PR #181, opened 2018-02-16
Update api dependencies

sleepycat:
As advertised.


pcraig3:
Works for me! Only one major version change is for linting, which is still working. 

🚢 🚢 🚢

PR #187, opened 2018-02-16
Floor exceptions

buckley-w-david:
add floor exception handling and tests


buckley-w-david:

python/tests/embedded/test_floor.py
```diff
@@ -19,6 +20,35 @@ def sample_raw() -> element.Element:
     """
     return element.Element.from_string(doc)
 
+BAD_XML_DATA = [
```
sastels: Could you add a comment saying what's bad about each XML block?

PR #190, opened 2018-02-16
Wall exceptions

buckley-w-david:
Add wall exception handling and tests


python/tests/embedded/test_wall.py
```diff
@@ -21,6 +22,34 @@ def raw_sample() -> element.Element:
     """
     return element.Element.from_string(doc)
 
+BAD_XML_DATA = [
```
sastels: Could you add a comment explaining what's wrong with each XML block?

=-=-=

Please copy every line of the records above in which "handling" appears.

add floor exception handling and tests
Add wall exception handling and tests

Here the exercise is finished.